I remember the day I started this
book fondly. School was still in session and I was taking a day off, probably
because I had just worked a Saturday or I was getting ready to work a full
weekend. I was ready to splurge! I had just finished a lackluster novel and was
excited to try again. I was curled up on my black leather recliner with a “cat”
blanket wrapped around my shoulders. My shoes were kicked off. The dog was at
my feet. The cat was in my lap. My coffee was next to me. A glass of water was
within reach. I was only missing some delicious pastry…
And I dug in!
I recall exclaiming, “This is
brilliant! Lovely! Delightful!” over and over and over. The book was unique and
sucked me right in. I was in paradise in more ways than one. An adult Janie
Scott was looking back on her childhood and recalling the spring of 1952 in
which her memory drew a blank. She was able to share her memories only through
her very diary that had finally been returned to her. She recognized her diary merely
because she recognized her own handwriting.

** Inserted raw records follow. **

PR #87, opened 2019-05-20
Single shot upload

mdellweg:


mdellweg:
@bmbouter See my take on the single-shot-upload.
In contrast to the rpm-plugin, the validation moved completely into the serializer (i know, we talked about those drf serializers earlier) and the task is in the right directory.

mdellweg:
Test still pending...

pulp_deb/app/serializers/content_serializers.py
```diff
@@ -0,0 +1,253 @@
...
+            ('release', 'component', 'architecture', 'relative_path')
+        model = InstallerFileIndex
+
+
+class PackageSerializer(SingleArtifactContentSerializer):
+    """
+    A Serializer for Package.
+    """
+
+    essential = YesNoField(
```
bmbouter: Does Debian just use 'yes' and 'no' instead?

pulp_deb/app/serializers/upload_serializers.py
```diff
@@ -0,0 +1,47 @@
...
+
+    def validate(self, data):
+        """
+        Validate uploaded file, prepare artifact and collect shared resources.
+        """
+        data = super().validate(data)
+        data['filename'] = data['file'].name
+        artifact = Artifact.init_and_validate(data['file'])
+        try:
+            artifact.save()
```
bmbouter: I expected a lot of this to be in the viewset.  What parts of this method are validation? I would keep only those parts here. For instance the validation saves as a side-effect.

I wanted to share this observation; you're free to code it how you would like.

pulp_deb/app/tasks/upload.py
```diff
@@ -0,0 +1,63 @@
...
+log = logging.getLogger(__name__)
+
+
+def one_shot_upload(artifact, filename, repository=None):
+    """
+    Create a Package from an uploaded file and attach it to a Repository if provided.
+
+    Args:
+        artifact (Artifact): Create a Package from this artifact.
+    Optional:
```
bmbouter: Usually 1 line of whitespace separating sections.

pulp_deb/app/tasks/upload.py
```diff
@@ -0,0 +1,63 @@
...
+        package = Package.objects.get(sha256=artifact.sha256, relative_path=filename)
+    except ObjectDoesNotExist:
+        package_paragraph = debfile.DebFile(
+            fileobj=artifact.file
+        ).debcontrol()
+        package_dict = Package.from822(package_paragraph)
+        package_dict['relative_path'] = filename
+        package_dict['sha256'] = artifact.sha256
+        package = Package(**package_dict)
+        package.save()
```
bmbouter: Consider wrapping these various objects that are related into an `atomic with transaction():` statement.

pulp_deb/app/tasks/upload.py
```diff
@@ -0,0 +1,63 @@
...
+
+        resource = CreatedResource(content_object=package)
+        resource.save()
+
+    if repository:
+        content_to_add = Package.objects.filter(pk=package.pk)
+
+        # create new repo version with uploaded package
+        with RepositoryVersion.create(repository) as new_version:
+            new_version.add_content(content_to_add)
```
bmbouter: Don't you also want to make a `CreatedResource` for this too?

pulp_deb/app/viewsets.py
```diff
@@ -130,6 +131,51 @@ class InstallerPackageViewSet(ContentViewSet):
...
+    ViewSet for One Shot Deb Upload.
+
+    Args:
+        file@: package to upload
+    Optional:
+        repository: repository to update
+    """
+
+    serializer_class = serializers.OneShotUploadSerializer
+    # parser_classes = (MultiPartParser, FormParser)  # Why is that useful?
```
bmbouter: I don't know but maybe remove it instead of comment it?

pulp_deb/app/viewsets.py
```diff
@@ -130,6 +131,51 @@ class InstallerPackageViewSet(ContentViewSet):
...
+        serializer = serializers.OneShotUploadSerializer(
+            data=request.data, context={'request': request})
+        serializer.is_valid(raise_exception=True)
+        artifact = serializer.validated_data['artifact']
+        filename = serializer.validated_data['filename']
+        repository = serializer.validated_data.get('repository')
+
+        async_result = enqueue_with_reservation(
+            tasks.one_shot_upload,
+            serializer.shared_resources,
```
bmbouter: This is pretty opaque here. If I could see the data here I would understand the lock better. If `repository` is in use I think it needs to lock on the repository so that RepoVersion creation won't race causing one to fail. If `repository` is not in use I think the tasks can be 100% parallel and so a lock on the artifact ID would make sense there.

pulp_deb/app/serializers/content_serializers.py
mdellweg: Yes, it is `yes` or `no`.

http://www.sosst.sk/doc/debian-policy/policy.html/ch-controlfields.html

pulp_deb/app/tasks/upload.py
```diff
@@ -0,0 +1,63 @@
...
+
+from pulp_deb.app.models import (
+    Package,
+)
+
+
+log = logging.getLogger(__name__)
+
+
+def one_shot_upload(artifact, filename, repository=None):
```
bmbouter: Consider changing `artifact` to `artifact_id` and requerying the database for the object. The thinking is it keeps the Redis payload small and keeps the user's codepath using objects clearly initialized in the local runtime (versus rehydrated ones that were serialized in another Python interpreter).

Similarly with `repository` if repository isn't an ID but the actualy `Repository` object.

pulp_deb/app/serializers/upload_serializers.py
mdellweg: You are right, maybe saving the artifact can be pulled out again. But i think `init_and_validate` calls for inclusion in the validate step of the serializer.

pulp_deb/app/viewsets.py
```diff
@@ -130,6 +131,51 @@ class InstallerPackageViewSet(ContentViewSet):
...
+    Args:
+        file@: package to upload
+    Optional:
+        repository: repository to update
+    """
+
+    serializer_class = serializers.OneShotUploadSerializer
+    # parser_classes = (MultiPartParser, FormParser)  # Why is that useful?
+
+    @swagger_auto_schema(
```
bmbouter: :+1:

pulp_deb/tests/functional/api/test_upload.py
```diff
@@ -0,0 +1,76 @@
...
+
+from pulp_deb.tests.functional.constants import (
+    DEB_PACKAGE_PATH,
+    DEB_PACKAGE_URL,
+    DEB_SINGLE_REQUEST_UPLOAD_PATH,
+)
+from pulp_deb.tests.functional.utils import set_up_module as setUpModule  # noqa:F401
+
+
+class SingleRequestUploadTestCase(unittest.TestCase):
```
bmbouter: :100:

bmbouter: :100:

pulp_deb/app/tasks/upload.py
mdellweg: I thought, my observation was, that RepoVersion does that on its own.
(At some point, i had that version twice in the task_report.)

bmbouter: Oh yeah, you are right. Thanks.

pulp_deb/app/viewsets.py
mdellweg: Well, i did not want to keep it commented. Also it does not seem to be necessary. Still i want to understand why it is there in the rpm plugin.

bmbouter: I agree, maybe ask in #pulp-rpm or git-blame that line in RPM and ask them?

pulp_deb/app/tasks/upload.py
mdellweg: Good to know. I guess, that also means to clean up the rpm plugin.

pulp_deb/app/viewsets.py
mdellweg: My thinking here is that the serializer is the owner of all the logic, and the viewset only takes the serialized data to save objects & trigger tasks. Since the serializer already decides about the availability of the repository, it can also handle its inclusion in the locked resources. And if you liked it, we could follow that principle in all serializers, that are meant to prepare data for a task.

pulp_deb/app/tasks/upload.py
bmbouter: I didn't realize we did that there. I would recommend the same to the rpm team.

pulp_deb/app/tasks/upload.py
mdellweg: Also i want this to be part of the test. See TODO there.

pulp_deb/app/viewsets.py
mdellweg: https://github.com/pulp/pulp_rpm/commit/0e9c70dd46791d1d5d464b0c823b83920d2348e7#r33606083

pulp_deb/app/serializers/content_serializers.py
mdellweg: Anyway, this only lit up by refactoring the serializers into separate files. ;)

pulp_deb/app/viewsets.py
bmbouter: I think of the viewset as the place where the logic lives. The django view docs talk about how views contain logic in the first paragraph https://docs.djangoproject.com/en/2.2/topics/http/views/#writing-views

To me, serializers deal with translating python objects to a serialized form and vice-versa (which must include validation when hydrating the Python object). I wouldn't include handling logic in that place.

That being said you can organize pulp_deb however makes the most sense to you.

pulp_deb/app/serializers/content_serializers.py
bmbouter: Yup mainly just more education for me. No changes requested. :+1:

bmbouter:
@mdellweg lmk whenever I should retest this. Also I see it needs some conflict resolution too. I'm excited about this feature!

mdellweg:
Uups, i rebased on an old version of master.
Sadly, we are still waiting on the arfile fix in python-debian.

bmbouter:
I commented just now:  https://salsa.debian.org/python-debian-team/python-debian/merge_requests/11#note_79755

mdellweg:
The arfile patch got merged. ;)

pulp_deb/app/models.py
```diff
@@ -270,7 +270,7 @@ class Package(BasePackage):
 
     class Meta:
         default_related_name = "%(app_label)s_%(model_name)s"
-        unique_together = (("sha256",),)
+        unique_together = (("relative_path", "sha256"),)
```
bmbouter: I didn't expect the addition of `relative_path` here. It makes some sense, butI'm not sure at the model level was where the placement of content into a repo would be enforced.

pulp_deb/app/viewsets.py
```diff
@@ -120,6 +124,61 @@ class InstallerPackageViewSet(ContentViewSet):
     serializer_class = serializers.InstallerPackageSerializer
 
 
+class OneShotUploadViewSet(ViewSet):
```
bmbouter: Inheriting in this way will put the viewset outside of the /pulp/api/v3/ part of the API. I had done the same on pulp_ansible, but I'm going to switch it back here soon. I recommend inheriting from Pulp's `NamedViewSet` to bring this back into `pulp/api/v3`. Wdty?

pulp_deb/app/models.py
mdellweg: It is kind of a submarine change here, yes. Maybe it _is_ a partial fix for https://pulp.plan.io/issues/5377 .

mdellweg: And it _is_ needed in order to sync two repositories sharing a file with different relative_paths.

bmbouter: I see, thank you.

pulp_deb/app/tasks/upload.py
```diff
@@ -0,0 +1,61 @@
...
+    Create a Package from an uploaded file and attach it to a Repository if provided.
+
+    Args:
+        artifact_pk (str): Create a Package from this artifact.
+
+    Optional:
+        repository_pk (str): Insert the Package into this Repository.
+
+    """
+    log.info("{} {}".format(artifact_pk, repository_pk))
```
dkliban: i assume that the above is for debugging purposes only. maybe remove it?

pulp_deb/app/tasks/upload.py
```diff
@@ -0,0 +1,61 @@
...
+    artifact = Artifact.objects.get(pk=artifact_pk)
+    repository = Repository.objects.get(pk=repository_pk) if repository_pk else None
+    log.info(
+        _("Uploading deb package: artifact={artifact}, repository={repo}").format(
```
dkliban: I am not sure how useful it is to log this at INFO level.

mdellweg: DEBUG seems ok, right?

pulp_deb/app/viewsets.py
mdellweg: I do not find a `NamedViewSet`, only a `NamedModelViewSet`, which does not work here.
Also in a way, this url is available both with _and_ without the  `pulp/api/v3` part.
Therefore i would vote for not blocking this here and refactor it once there is a `NamedViewSet`.

pulp_deb/app/tasks/upload.py
dkliban: yes, debug is good.

pulp_deb/app/viewsets.py
bmbouter: Indeed I had meant `NamedModelViewSet`. Is the observation that it won't work here due to this ViewSet not having a model?

The trend I've seen more recently is that the one-shot uploader code is taking the place of the generic `create()` method on the Content viewset rather than having a separate viewset at all. What do you think about that?

Also you mention this is available with the `pulp/api/v3` currently? How does that work?

mdellweg: Yes, it is not having a model. And it complains about it.
I am not sure, i like completely replacing the create with upload logic. Can you still pass the relative_path parameter along an uploaded file? What about a file that is so big, it must be uploaded in chunks, assembled into an artifact, and then incorporated into a content unit?
If we can make the create serializer accept either an artifact or a file, i would like it.
But i would still merge this one, and start experimenting from there.
It seems to be accessible by both paths and i don't have the slightest idea, why.

bmbouter: I expected `relative_path` to be only used at repo-association time when the `ContentArtifact` instance is created. Is that what you think also? Is this upload also doing the repository association?

Regarding chunking, what you're describing sounds right. To restate it, a content unit creation would accept either a file delivered in that request OR a reference to an existing Artifact, which could have been uploaded with the chunked upload API. To help accomplish this the pulpcore-plugin could provide a serializer that provides exactly ^ generally and then it could be "re-used" as the serializer for `create()` specifically in pulp_deb and all plugins. How does this sound?

I would probably merge this now and rework later also. Definitely feel free to merge what you feel is right. You are ultimately it's developer so I defer to you.

mdellweg: Oh relative_path is used here like it is in the file repository (for the verbatim publisher). Everything else can be derived from the artifact. What you refer to, i think would be `_relative_path`. Also the (not-verbatim) publisher publishes the packages with its own rule for relative paths, ignoring this database field.

What you envision for the `create` is exactly matching my expectations. Especially the `pulpcore-plugin` helps implementing this part. ;)
But i really see that as the next step, therefore i am going to merge this one, as it gives some important functionality already.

What had happened in 1952 that had
caused her to lose her memory? Magic!
Rereading the first chapter or two,
I see why I was so entranced. The book begins as historical fiction covering an
era I know less about – America during the age of McCarthyism. Janie’s parents
were Hollywood screenwriters who were blacklisted for their liberal ideas. When
U.S. Marshall’s began to follow fourteen-year-old Janie, her parents decide it
is time to leave. They take a job in London and move the family. Janie drags
her feet all the way!
I remained captivated through the
family’s move to London and Janie’s miserable first day at the elite St.
Beden’s Academy where she met a perfectly perfect rich girl and witnessed a
rebelliously charismatic boy. I fell in love with the local Apothecary who recognized
Janie’s homesickness and prescribed an antidote that might even work if you
were willing to try it.
And just when the fantastical begins
to take place and one would think there will be ever more glorious adventures…
Well
It
Just
Fell
Flat
How sad.
I don’t quite remember when I became
bored with the book. Ne w and interesting characters were introduced including
a show-stealing Dickensian street urchin named Pip who claims the lovely rich
girl for his own. There are spies and double agents and even a scar faced man.
There is a Chinese chemist who has discovered how to capture radiation in mass
quantities and protect the people from such atrocities as the atomic bomb.
There is so much here to like. In
the end, I believe the problem with this novel is that it tries to do too much.
Be too much. It is quantity over quality in my opinion. There is magic… but not
enough. It is historical… but not enough. It is mystery… but not enough.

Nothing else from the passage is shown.